Namespaces, AppArmor and overlayfs - Part 1 / 3
The purpose of firmwared, is to make a specially compiled firmware, (for a
drone, for example) modified as little as possible, run on a desktop PC.
But if one wants to run a firmware’s pid 1 (in our case, boxinit, an android
init’s fork), he has to run it as root.
Then the problem is: how to protect the host PC from potentially harmful
behavior of the firmware ?
In this series of three blog posts, I will present the approach I have taken in
firmwared, to attempt to solve this problem.
Namespaces
Linux namespaces are the base technology bricks, provided by the
linux kernel to implement containers, also called lightweight virtualization.
The key idea is that some resources, which are normally shared globally across
the processes of a system, can be unshared between parts of the pid tree.
Because these subtrees can’t alter the original global resource, it is now
protected.
More concretely, chroot can be viewed as the ancestor of linux namespaces.
Normally, all the processes share the same / partition, but by calling the
chroot syscall, a process and all it’s descendants can have another one, thus
protecting the rest of the file system which has now become unreachable.
Aside from chroot, 6 namespaces are implemented in the linux kernel, for
IPC, network, mount tree, PIDs, user and groups and hostname and
domain name.
Note: The namespace for hostname and domain name is called UTS, which is
misleading: it does not relate to time namespacing.

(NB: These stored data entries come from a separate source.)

PR #12080, opened 2017-05-12
[vpupdates] don't enable vdpau on raspberry-pi

Rechi:
@FernetMenta @peak3d This adds the required switch for enabling vdpau and should fix the RPi compile issue.

@wsnipex Is this okay for you?

### DIFF
--- a/tools/depends/target/ffmpeg/Makefile
+++ b/tools/depends/target/ffmpeg/Makefile
@@ -26,7 +26,10 @@ ifeq ($(CROSS_COMPILING), yes)
 endif
 ifeq ($(OS), linux)
   ffmpg_config += --target-os=$(OS) --cpu=$(CPU)
-  ffmpg_config += --enable-vdpau --enable-vaapi --enable-pic
+  ifneq ($(TARGET_PLATFORM),raspberry-pi)
+    ffmpg_config += --enable-vdpau --enable-vaapi
+  endif
+  ffmpg_config += --enable-pic
 endif
 ifeq ($(OS), android)
   ifeq ($(findstring arm64, $(CPU)), arm64)


peak3d (approved):
Looks as expected for me 👍

wsnipex:
nope sorry, depends configure must never care about single dependencies feature switches.

wsnipex (changes requested):
this has to be fixed in the ffmpeg makefile only

Rechi:
changed to only enable vdpau if TARGET_PLATFORM doesn't equal raspberry-pi
@FernetMenta your decision if you accept it

tools/depends/target/ffmpeg/Makefile
```diff
@@ -26,7 +26,10 @@ ifeq ($(CROSS_COMPILING), yes)
 endif
 ifeq ($(OS), linux)
   ffmpg_config += --target-os=$(OS) --cpu=$(CPU)
-  ffmpg_config += --enable-vdpau --enable-vaapi --enable-pic
+  ifneq ($(TARGET_PLATFORM),raspberry-pi)
+    ffmpg_config += --enable-vdpau
+  endif
+  ffmpg_config += --enable-vaapi --enable-pic
```
wsnipex: Vaapi doesn't cause issues for rbpi?

Rechi: can't test it on my machine, have no crosscompiler for rpi

Rechi:
jenkins build this please

FernetMenta:
@Rechi it is not my decision in this case. merge if you feel happy with it.
if I were in charge of this, I would solve it differently. why do you enable a feature in the first step for all targets and than disable it for those you have issues with? I would enable features only for those targets the feature is supposed to work. if you want to build for imx, you most likely will run into the same issue and have to touch this file again.
you'll end up with something like this
https://github.com/xbmc/xbmc/blob/master/xbmc/windowing/egl/CMakeLists.txt#L1

tools/depends/target/ffmpeg/Makefile
stefansaraev: this one probably not used at all on rbpi. hint tools/depends/target/ffmpeg/CMakeLists.txt

Rechi:
According to @wsnipex we won't move all those checks into the configure which will be only needed to ffmpeg configure.
I have no strong opinion on how this should be fix properly.

tools/depends/target/ffmpeg/Makefile
stefansaraev: in my opinion that "let's rebuild ffmpeg if we find a compatible one" thing is not compatible with depends. FindFFMPEG.cmake should fail and let distribution maintainers fix / update their ffmpeg instead of silently building it. but hey, it's just an opinion.

Rechi: rbpi gets build with depends and doesn't use https://github.com/xbmc/xbmc/blob/master/cmake/modules/FindFFMPEG.cmake#L244-L264.
If building depends fails you will notice it before building kodi.

stefansaraev: then --enable-vaapi is definitely going to fail on that special so-called "platform". how didn't it fail before ?

Rechi: ffmpeg have changed the configure script since version 3.1
they just ignored the options if the needed libraries couldn't be found

stefansaraev: --enable-vaapi definitely fails while building for amlogic here. but if you are right and ./configure silently passes --enable-vaapi on rbpi for some weird reason, we have bigger problem. and fernet's "we dont want auto detection" argument is invalid ;)

Rechi: I don't know if it silently passes --enable-vdpau or this also needs to be ecluded on rbpi, but what I know for sure is, it silently passed --enable-vdpau in version 3.1 and now it fails while searching for vdpau headers.

Rechi:
jenkins build this please

tools/depends/target/ffmpeg/Makefile
stefansaraev: sorry, it seems I didn't express myself right (you can blame the language barrier), I didn't mean that ffmpeg configure defaults changd. I meant whether building with --enable-vdpau / vaapi silently succeeds without va/vdpau headers present. that's definitely not the case for both va/vdpau in 3.3. so --enable-vaapi should fail on rbpi as well, you should move it to the ifneq block

Rechi: just noticed it and started a new rbpi test build

Rechi:
rbpi compiles now

wsnipex:
jenkins build this please.
Lets get this in to finally pull vpudates. But yes, this needs refactoring later.

MartijnKaijser:
@wsnipex it was already compiled
http://jenkins.kodi.tv/job/LINUX-RBPI/3573/
http://jenkins.kodi.tv/view/Automation/job/BuildMulti-PR/2686/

Protection against time modifications must be done with another mechanism, I
choose to use AppArmor for that, which I will detail in another post in this
series.
Inside firmwared
I choose to implement containers directly by using the unshare syscall, another option being to use the clone syscall, but I found it harder to get well.
The interesting part lies in launch_instance. First, setup_containers
creates all of the namespaces we will use, excepted the PID one, more on this
later.
flags = CLONE_FILES | CLONE_NEWIPC | CLONE_NEWNET |
CLONE_NEWNS | CLONE_NEWUTS | CLONE_SYSVSEM;
unshare(flags);
mount(NULL, "/", NULL, MS_REC|MS_PRIVATE, NULL);The mount namespace is special, once put in place, the mount hierarchy will
only be copied to the new namespace, but will be still visible to the parent
namespace.
We want to avoid that, because if someone holds a reference on a file, the mount
point containing it can’t be unmounted.
To prevent this, we indicate that the root of the container will be private to
it’s members, recursively.
Firmwared then does some network interfaces configuration and proceeds to setup_chroot:
chroot(instance->union_mount_point);
chdir("/");The chdir is needed to prevent processes escaping from their jail.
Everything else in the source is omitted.